#### [Data supplied]
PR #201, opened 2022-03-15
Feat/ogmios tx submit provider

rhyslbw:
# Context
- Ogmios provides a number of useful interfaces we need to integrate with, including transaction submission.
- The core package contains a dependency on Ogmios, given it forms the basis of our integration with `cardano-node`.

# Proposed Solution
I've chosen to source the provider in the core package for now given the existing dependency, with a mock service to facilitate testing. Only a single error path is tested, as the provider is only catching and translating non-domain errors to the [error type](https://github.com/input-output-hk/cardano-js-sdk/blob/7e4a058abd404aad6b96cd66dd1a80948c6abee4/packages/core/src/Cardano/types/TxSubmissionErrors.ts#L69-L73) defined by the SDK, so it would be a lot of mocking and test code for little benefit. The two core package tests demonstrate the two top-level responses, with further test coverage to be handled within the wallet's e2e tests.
---
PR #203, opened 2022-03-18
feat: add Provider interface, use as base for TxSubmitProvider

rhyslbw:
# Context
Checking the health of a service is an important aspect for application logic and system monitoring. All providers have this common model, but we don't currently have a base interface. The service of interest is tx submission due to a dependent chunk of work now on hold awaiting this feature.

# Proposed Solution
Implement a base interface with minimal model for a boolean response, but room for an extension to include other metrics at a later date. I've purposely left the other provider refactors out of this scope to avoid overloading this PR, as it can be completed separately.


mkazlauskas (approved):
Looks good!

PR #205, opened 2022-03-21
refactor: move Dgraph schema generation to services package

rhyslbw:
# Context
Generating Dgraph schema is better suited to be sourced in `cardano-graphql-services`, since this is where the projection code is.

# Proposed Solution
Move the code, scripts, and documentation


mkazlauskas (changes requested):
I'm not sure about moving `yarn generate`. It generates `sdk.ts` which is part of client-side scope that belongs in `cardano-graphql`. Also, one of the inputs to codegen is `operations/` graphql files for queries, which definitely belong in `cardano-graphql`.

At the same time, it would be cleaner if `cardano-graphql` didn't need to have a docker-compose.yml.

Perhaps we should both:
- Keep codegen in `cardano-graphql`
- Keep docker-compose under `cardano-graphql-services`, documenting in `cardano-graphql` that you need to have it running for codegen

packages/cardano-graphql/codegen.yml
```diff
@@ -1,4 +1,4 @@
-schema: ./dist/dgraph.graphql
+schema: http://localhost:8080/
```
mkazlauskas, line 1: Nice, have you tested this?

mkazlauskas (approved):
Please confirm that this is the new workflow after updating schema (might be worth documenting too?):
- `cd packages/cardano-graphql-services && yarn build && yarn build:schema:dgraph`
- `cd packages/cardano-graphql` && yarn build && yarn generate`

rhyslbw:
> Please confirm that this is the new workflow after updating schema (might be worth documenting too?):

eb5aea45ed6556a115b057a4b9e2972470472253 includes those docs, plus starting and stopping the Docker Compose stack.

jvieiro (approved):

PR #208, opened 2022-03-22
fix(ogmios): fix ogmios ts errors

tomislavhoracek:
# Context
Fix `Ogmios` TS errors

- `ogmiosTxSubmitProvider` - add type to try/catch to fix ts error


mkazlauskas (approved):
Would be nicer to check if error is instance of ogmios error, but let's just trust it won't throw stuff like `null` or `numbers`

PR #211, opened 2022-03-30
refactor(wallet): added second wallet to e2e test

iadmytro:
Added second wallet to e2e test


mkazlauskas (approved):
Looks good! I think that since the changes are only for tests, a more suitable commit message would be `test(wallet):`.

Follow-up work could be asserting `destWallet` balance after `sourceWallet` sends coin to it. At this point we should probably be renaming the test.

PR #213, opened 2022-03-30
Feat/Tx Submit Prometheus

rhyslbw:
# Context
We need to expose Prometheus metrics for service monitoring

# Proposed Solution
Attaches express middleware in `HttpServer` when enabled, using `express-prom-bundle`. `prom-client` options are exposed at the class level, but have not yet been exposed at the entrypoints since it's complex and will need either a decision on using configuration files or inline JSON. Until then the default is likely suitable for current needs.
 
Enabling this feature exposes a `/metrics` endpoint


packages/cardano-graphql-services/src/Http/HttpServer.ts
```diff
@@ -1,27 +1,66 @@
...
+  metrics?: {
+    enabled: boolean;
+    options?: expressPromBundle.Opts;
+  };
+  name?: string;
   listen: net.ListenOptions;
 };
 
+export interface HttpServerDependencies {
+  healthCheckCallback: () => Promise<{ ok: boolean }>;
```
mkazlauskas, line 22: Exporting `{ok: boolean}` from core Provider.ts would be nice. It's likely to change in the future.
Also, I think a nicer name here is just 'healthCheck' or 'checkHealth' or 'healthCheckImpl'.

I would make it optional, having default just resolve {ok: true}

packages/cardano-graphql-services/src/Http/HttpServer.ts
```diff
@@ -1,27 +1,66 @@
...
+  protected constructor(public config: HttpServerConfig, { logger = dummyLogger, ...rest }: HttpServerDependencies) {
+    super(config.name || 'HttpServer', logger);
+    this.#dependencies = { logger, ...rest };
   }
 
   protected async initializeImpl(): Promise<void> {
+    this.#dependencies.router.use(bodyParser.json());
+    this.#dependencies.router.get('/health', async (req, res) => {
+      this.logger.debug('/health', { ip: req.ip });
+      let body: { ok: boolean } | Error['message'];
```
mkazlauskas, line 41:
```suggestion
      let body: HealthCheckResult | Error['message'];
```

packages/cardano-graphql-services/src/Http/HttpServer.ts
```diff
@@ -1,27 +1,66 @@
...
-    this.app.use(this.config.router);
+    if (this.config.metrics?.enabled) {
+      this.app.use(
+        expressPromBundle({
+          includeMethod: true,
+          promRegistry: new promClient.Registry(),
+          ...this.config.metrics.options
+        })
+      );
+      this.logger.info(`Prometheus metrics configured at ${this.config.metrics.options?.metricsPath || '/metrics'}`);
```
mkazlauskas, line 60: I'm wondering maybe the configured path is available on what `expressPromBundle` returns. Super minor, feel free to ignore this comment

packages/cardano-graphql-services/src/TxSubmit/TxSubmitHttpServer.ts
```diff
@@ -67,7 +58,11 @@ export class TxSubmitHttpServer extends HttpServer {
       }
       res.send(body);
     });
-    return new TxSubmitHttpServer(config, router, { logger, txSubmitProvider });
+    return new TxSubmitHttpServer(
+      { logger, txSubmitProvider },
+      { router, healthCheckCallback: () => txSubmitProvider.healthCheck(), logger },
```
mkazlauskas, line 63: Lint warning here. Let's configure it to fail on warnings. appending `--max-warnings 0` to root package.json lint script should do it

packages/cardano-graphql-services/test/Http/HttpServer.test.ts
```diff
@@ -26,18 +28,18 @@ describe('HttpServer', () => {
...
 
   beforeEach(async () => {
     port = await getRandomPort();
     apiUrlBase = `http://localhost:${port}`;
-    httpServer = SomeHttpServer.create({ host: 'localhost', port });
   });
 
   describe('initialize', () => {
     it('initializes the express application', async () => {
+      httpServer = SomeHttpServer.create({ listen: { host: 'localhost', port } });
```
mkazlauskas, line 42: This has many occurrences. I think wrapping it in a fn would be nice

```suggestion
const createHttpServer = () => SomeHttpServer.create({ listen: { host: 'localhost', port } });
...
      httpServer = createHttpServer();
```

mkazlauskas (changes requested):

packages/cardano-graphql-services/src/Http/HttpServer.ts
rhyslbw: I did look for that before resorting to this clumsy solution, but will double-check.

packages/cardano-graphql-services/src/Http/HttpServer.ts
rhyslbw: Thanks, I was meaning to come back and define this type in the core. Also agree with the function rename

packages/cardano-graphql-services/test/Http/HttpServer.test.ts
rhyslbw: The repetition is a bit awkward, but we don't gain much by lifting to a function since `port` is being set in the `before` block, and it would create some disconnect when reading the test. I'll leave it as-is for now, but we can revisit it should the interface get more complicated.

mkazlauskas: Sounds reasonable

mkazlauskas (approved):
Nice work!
--
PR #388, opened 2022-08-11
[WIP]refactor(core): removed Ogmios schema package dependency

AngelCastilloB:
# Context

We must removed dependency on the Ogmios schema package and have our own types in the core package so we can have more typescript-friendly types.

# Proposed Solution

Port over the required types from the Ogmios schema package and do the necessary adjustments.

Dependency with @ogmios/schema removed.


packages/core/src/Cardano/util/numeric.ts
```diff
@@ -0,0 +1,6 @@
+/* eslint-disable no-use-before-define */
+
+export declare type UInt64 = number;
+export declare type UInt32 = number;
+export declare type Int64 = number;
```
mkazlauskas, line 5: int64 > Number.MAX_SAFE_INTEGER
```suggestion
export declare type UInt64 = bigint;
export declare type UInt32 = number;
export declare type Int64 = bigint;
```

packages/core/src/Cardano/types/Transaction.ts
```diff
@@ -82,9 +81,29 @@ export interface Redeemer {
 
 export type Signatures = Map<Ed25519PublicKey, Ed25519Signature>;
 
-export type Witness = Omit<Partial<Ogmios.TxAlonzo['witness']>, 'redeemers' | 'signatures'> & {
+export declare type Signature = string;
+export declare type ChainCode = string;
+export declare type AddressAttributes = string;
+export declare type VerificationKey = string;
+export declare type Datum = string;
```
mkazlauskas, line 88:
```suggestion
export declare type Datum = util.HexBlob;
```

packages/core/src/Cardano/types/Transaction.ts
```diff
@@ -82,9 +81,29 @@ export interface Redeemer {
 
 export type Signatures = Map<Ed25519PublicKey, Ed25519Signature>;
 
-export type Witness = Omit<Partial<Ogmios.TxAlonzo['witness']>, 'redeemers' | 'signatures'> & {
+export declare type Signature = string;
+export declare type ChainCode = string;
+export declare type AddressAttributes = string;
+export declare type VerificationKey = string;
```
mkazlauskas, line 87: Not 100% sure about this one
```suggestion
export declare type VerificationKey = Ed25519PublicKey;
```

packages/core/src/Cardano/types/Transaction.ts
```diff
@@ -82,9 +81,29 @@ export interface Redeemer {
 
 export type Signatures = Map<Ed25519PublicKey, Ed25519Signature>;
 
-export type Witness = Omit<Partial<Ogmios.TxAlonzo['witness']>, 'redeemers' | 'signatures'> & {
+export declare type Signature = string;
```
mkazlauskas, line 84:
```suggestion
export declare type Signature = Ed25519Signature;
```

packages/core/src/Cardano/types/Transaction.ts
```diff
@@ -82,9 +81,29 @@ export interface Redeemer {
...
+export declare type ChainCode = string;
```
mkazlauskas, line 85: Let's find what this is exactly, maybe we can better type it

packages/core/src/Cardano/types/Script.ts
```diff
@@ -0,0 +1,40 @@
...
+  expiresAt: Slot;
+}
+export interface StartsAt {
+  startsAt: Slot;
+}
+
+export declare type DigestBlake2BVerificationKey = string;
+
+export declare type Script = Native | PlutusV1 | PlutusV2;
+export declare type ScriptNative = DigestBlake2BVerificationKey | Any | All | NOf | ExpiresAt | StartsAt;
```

#### [Your assignment]
Search the listing for the word "updating" and return each line that holds it.

#### [Result for this exercise]
Please confirm that this is the new workflow after updating schema (might be worth documenting too?):
> Please confirm that this is the new workflow after updating schema (might be worth documenting too?):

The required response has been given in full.